┌────────

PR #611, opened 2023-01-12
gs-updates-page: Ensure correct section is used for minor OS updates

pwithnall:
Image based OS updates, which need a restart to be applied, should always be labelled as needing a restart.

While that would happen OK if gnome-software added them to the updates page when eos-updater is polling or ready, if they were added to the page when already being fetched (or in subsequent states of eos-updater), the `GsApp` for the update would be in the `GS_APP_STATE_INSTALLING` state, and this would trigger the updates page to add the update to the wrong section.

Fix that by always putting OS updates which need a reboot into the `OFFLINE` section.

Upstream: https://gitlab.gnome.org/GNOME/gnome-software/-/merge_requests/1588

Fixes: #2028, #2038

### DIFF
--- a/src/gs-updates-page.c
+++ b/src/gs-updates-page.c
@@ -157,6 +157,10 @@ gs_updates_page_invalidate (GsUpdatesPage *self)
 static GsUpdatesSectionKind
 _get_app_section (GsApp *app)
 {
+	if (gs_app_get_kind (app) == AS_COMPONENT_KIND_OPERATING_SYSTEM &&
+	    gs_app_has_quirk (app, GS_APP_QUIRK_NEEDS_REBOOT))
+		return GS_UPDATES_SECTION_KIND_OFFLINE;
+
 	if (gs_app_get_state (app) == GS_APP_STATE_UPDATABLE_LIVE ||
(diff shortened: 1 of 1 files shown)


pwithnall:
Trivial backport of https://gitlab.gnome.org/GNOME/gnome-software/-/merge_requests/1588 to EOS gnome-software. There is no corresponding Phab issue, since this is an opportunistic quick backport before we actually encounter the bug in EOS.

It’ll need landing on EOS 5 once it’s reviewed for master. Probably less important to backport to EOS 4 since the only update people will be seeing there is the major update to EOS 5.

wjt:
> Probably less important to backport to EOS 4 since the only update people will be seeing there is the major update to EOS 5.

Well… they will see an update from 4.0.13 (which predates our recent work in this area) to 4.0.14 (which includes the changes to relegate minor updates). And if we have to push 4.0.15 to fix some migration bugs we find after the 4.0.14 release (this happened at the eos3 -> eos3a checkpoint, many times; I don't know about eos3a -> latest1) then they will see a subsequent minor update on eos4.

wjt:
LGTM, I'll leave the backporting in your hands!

└────────

Exercise →
Output nothing but the lines from the one with "Fix that by" through the last line above, each exactly as it stands.

Worked solution →
Fix that by always putting OS updates which need a reboot into the `OFFLINE` section.

Upstream: https://gitlab.gnome.org/GNOME/gnome-software/-/merge_requests/1588

Fixes: #2028, #2038

### DIFF
--- a/src/gs-updates-page.c
+++ b/src/gs-updates-page.c
@@ -157,6 +157,10 @@ gs_updates_page_invalidate (GsUpdatesPage *self)
 static GsUpdatesSectionKind
 _get_app_section (GsApp *app)
 {
+	if (gs_app_get_kind (app) == AS_COMPONENT_KIND_OPERATING_SYSTEM &&
+	    gs_app_has_quirk (app, GS_APP_QUIRK_NEEDS_REBOOT))
+		return GS_UPDATES_SECTION_KIND_OFFLINE;
+
 	if (gs_app_get_state (app) == GS_APP_STATE_UPDATABLE_LIVE ||
(diff shortened: 1 of 1 files shown)


pwithnall:
Trivial backport of https://gitlab.gnome.org/GNOME/gnome-software/-/merge_requests/1588 to EOS gnome-software. There is no corresponding Phab issue, since this is an opportunistic quick backport before we actually encounter the bug in EOS.

It’ll need landing on EOS 5 once it’s reviewed for master. Probably less important to backport to EOS 4 since the only update people will be seeing there is the major update to EOS 5.

wjt:
> Probably less important to backport to EOS 4 since the only update people will be seeing there is the major update to EOS 5.

Well… they will see an update from 4.0.13 (which predates our recent work in this area) to 4.0.14 (which includes the changes to relegate minor updates). And if we have to push 4.0.15 to fix some migration bugs we find after the 4.0.14 release (this happened at the eos3 -> eos3a checkpoint, many times; I don't know about eos3a -> latest1) then they will see a subsequent minor update on eos4.

wjt:
LGTM, I'll leave the backporting in your hands!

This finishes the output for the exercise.